The problem is, there’s no evidence that these tactics are useful, in fact, the IMR indicates there’s no rational basis for the use of various ammunitions in this sort of situation, which is hauntingly similar to the incident last week where Kelley was arrested and Rosenau died.  

“In short, the use of various 'excuses' for the deployment of 40mm rounds during tactical operations—for tangential reasons—continues unabated,” The report states. “We consider this an issue of deliberate non-compliance at this point.”

APD said it used powder irritants inside the home, and APD Public Information Officer Gilbert Gallegos confirmed yesterday that the tactical team regularly uses 40mm sponge rounds to deploy the powders. In summation, the 40mm rounds the IMR noted were used inappropriately in previous situations were the same rounds used in the same way during the Kelley arrest that resulted in Rosenau’s death.

“More importantly, it continues to be apparent that APD has not had and currently does not have an appetite for taking serious approaches to control excessive or unwarranted uses of force during its police operations in the field.”

Independent Monitor's 13th Report, May 2021

That’s not the only problem, according to the federal monitor in a May 2021 report. APD uses a “layered response,” which is a coordinated and simultaneous deployment of multiple kinds of force without the independent assessment of the effectiveness of each. But according to the IMR, it’s not only the deployment of force but the failure to take a serious approach to control excessive force that concerned federal monitors.  
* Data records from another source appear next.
PR #446, opened 2023-01-06
 Add saving possibility to register layout draw method 

a-corni:
Add variable fig_name and kwargs_savefig to RegisterLayout.draw
Tested to solve @LucasGitQ error
Further tests needed


HGSilveri (approved):
LGTM, thanks!

PR #455, opened 2023-01-13
Enable RTD fail on warning

HGSilveri:
As we have RTD automatically build the docs, sometimes there are warnings we miss that could have let us know something is not quite right.

Since our build runs without warnings under normal circumstances, we can let it fail in the presence of warnings so that we can catch them.

### DIFF
--- a/.readthedocs.yml
+++ b/.readthedocs.yml
@@ -12,13 +12,14 @@ build:
 
 # Build documentation in the docs/ directory with Sphinx
 sphinx:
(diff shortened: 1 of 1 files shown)


a-corni (approved):
From what I have read, it is the best solution to have the build going on and raising all the warnings !

https://stackoverflow.com/questions/61414199/see-all-warnings-as-errors-when-building-sphinx-docs-on-readthedocs-org

PR #459, opened 2023-01-20
Replace Iterable type checking in variable validation

HGSilveri:
When validating the arguments to calls where the arguments are potentially parametrized, there was a check for recursiveness for cases where e.g a parametrized element is inside an iterable. This check relied on a type check of the kind  `isinstance(x, Iterable)`, which essentially relied on the existence of an `__iter__` method in the object. This posed two issues:
1. Some objects are iterable because they define a `__getitem__` but not an `__iter__`
2. Crucially, some objects (in particular 0-D numpy arrays) have an `__iter__` method but then raise an error when it is called.

Because of these issues, I propose we replace the type check with a duck typing approach, where we simply try to iterate over the object and handle the case where it fails with a `try...except` block. This fixes both of the issues outlined above.

### DIFF
--- a/tests/test_paramseq.py
+++ b/tests/test_paramseq.py
@@ -13,6 +13,7 @@
 # limitations under the License.
 
 import copy
+from collections.abc import Iterable
 
 import numpy as np
 import pytest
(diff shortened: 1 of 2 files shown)


tests/test_paramseq.py
```diff
@@ -325,3 +326,15 @@ def test_parametrized_before_eom_mode(mod_device):
...
+
+def test_iterable_variable_check():
+    seq = Sequence(reg, device)
+    seq.declare_channel("ch0", "rydberg_global")
+    #
+    delay_t = np.array(100)
+    # A 0-D array is identified as an Iterable but then fails iteration
+    # Giving this as an argument to a sequence call should still work
+    assert isinstance(delay_t, Iterable)
+    seq.delay(delay_t, "ch0")
```
a-corni, line 339: It works because `delay` has the decorator `store` that calls the function `verify_parametrization` that call `verify_variable`, which we want to test.

a-corni (approved):
Looks good to me ! I agree with the initial problem, the solution and its associated test

PR #464, opened 2023-02-14
Refactoring and feature isolation to ease subclassing

HGSilveri:
These changes add no extra features and should have no impact on existing behaviour. However, they help with the subclassing and feature extension in external projects.


pulser-core/pulser/sequence/_schedule.py
```diff
@@ -156,15 +158,18 @@ def get_samples(self) -> ChannelSamples:
             slots.append(_TargetSlot(s.ti, tf, s.targets))
 
             # The phase of detuned delays is not considered
```
a-corni, line 160: I guess this comment should be changed `# The phase of detuned delays can be not considered`

pulser-core/pulser/sequence/sequence.py
```diff
@@ -1338,14 +1337,17 @@ def draw(
             draw_modulation="output" in mode,
             draw_phase_curve=draw_phase_curve,
         )
-        if fig_name is not None and draw_register:
+        if fig_name is not None and fig_reg is not None:
             name, ext = os.path.splitext(fig_name)
             fig.savefig(name + "_pulses" + ext, **kwargs_savefig)
             fig_reg.savefig(name + "_register" + ext, **kwargs_savefig)
         elif fig_name:
             fig.savefig(fig_name, **kwargs_savefig)
```
a-corni, line 1345: Is there a reason why we don't always have the same name for the figure files ? `fig.savefig(name + "_pulses" + ext, **kwargs_savefig)` ?

a-corni (commented):
Looks good to me on the whole, I have just left few comments related to the way we modulate.

pulser-core/pulser/channels/base_channel.py
```diff
@@ -391,22 +400,41 @@ def modulate(
...
-            rise_time = self.rise_time
+            mod_padding = self._modulation_padding
 
-        # The cutoff frequency (fc) and the modulation transfer function
-        # are defined in https://tinyurl.com/bdeumc8k
-        fc = mod_bandwidth * 1e-3 / np.sqrt(np.log(2))
         if keep_ends:
-            samples = np.pad(input_samples, 2 * rise_time, mode="edge")
+            samples = np.pad(
+                input_samples, mod_padding + self.rise_time, mode="edge"
```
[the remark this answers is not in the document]
HGSilveri: I'm not sure about spectral leakage. The input samples are padded because the output signal is longer by about `rise_time` on each side. 
By default, we pad the signal with zeros, but when `keep_ends=True`, we want to make it seem like the signal started out from the first value and at the end stays at the last value, so we pad with `mode="edge"` instead. Plus, we use a longer padding time that we then truncate such that the modulation doesn't show the signal ramping to the starting and ending values at the edges.

pulser-core/pulser/channels/base_channel.py
```diff
@@ -391,22 +400,41 @@ def modulate(
             return input_samples
         else:
             mod_bandwidth = self.mod_bandwidth
-            rise_time = self.rise_time
+            mod_padding = self._modulation_padding
```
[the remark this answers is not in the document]
HGSilveri: Here no, but you will see it is important on `LaserChannel` because we will modify it.

pulser-core/pulser/sequence/sequence.py
HGSilveri: Well, we figured there was no need to change the name of the figure provided by the user unless we needed to distinguish between the register and the pulse sequence.

a-corni (approved):
Thanks for the explanations !

PR #467, opened 2023-02-23
Bug fixes in serialization to the abstract representation

HGSilveri:
- Fixes serialization of a sequence with the default measurement basis
- Fixes serialization of parametrized sequences without default values for the variables


pulser-core/pulser/json/abstract_repr/serializer.py
```diff
@@ -216,36 +221,28 @@ def get_all_args(
             )
         elif call.name == "measure":
             data = get_all_args(("basis",), call)
-            res["measurement"] = data["basis"]
+            res["measurement"] = data.get("basis", "ground-rydberg")
```
MatthieuMoreau0, line 224: Does this mean that this will need to be updated if we change the default value for the kwargs in the sequence methods ? 

If yes, don't you think that's a risk for maintainability ? Can we retrieve the default value here "dynamically" ?

HGSilveri: I think it's not a risk only because I'm covering it explicitly in the tests, otherwise I would agree. 
I think a dynamic solution should be possible, though it will probably look a bit ugly. Let me give it a shot, I would also prefer it if it's not too hacky

HGSilveri: Take a look at 9e5e5ddc3f8dc148a8ae8a47afc1b67b6f9e8da7 @MatthieuMoreau0 , I think it's not so ugly after all. Thanks for the suggestion!

MatthieuMoreau0: Looking good!

a-corni (commented):
Everything looks good to me.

“More importantly, it continues to be apparent that APD has not had and currently does not have an appetite for taking serious approaches to control excessive or unwarranted uses of force during its police operations in the field,” the May 2021 report states.  “Command and control practices regarding the use of force continue to be weak. APD continues to lack the ability to consistently ‘call the ball’ on questionable uses of force, and at times is unable to ‘see’ obvious violations of policy or procedure related to its officers’ use of force.”

Attorney General is on the case

They have asked New Mexico Attorney General Hector Balderas to review the case.

During his tenure, Balderas has a questionable track record of holding officers accountable. We’ve reported before on the lackluster performance of the Law Enforcement Academy Board, which Balderas chairs by virtue of his position.

Yesterday, another blow to police accountability was dealt when a judge dismissed 2nd-degree murder charges against former Las Cruces Police Department officer Christopher Smelser in a case prosecuted by Balderas’s office.

It’s unclear when any review into APD’s use of SWAT and Rosenau’s death will take place. Balderas’s office has not yet completed its review of the March 2022 shooting of David Aguilera by Chaves County Sheriff’s Office deputies, and a spokesperson for Balderas has repeatedly highlighted a lack of resources and funding for these large and costly investigations.

When Balderas’s office does complete its review, it’s likely that they will be tasked with answering key questions, including whether or not Rosenau was a hostage inside the home and who made the determination regarding his status.

For now, The Paper. is waiting for additional records of the incident to be released by the Albuquerque Police Department and other agencies.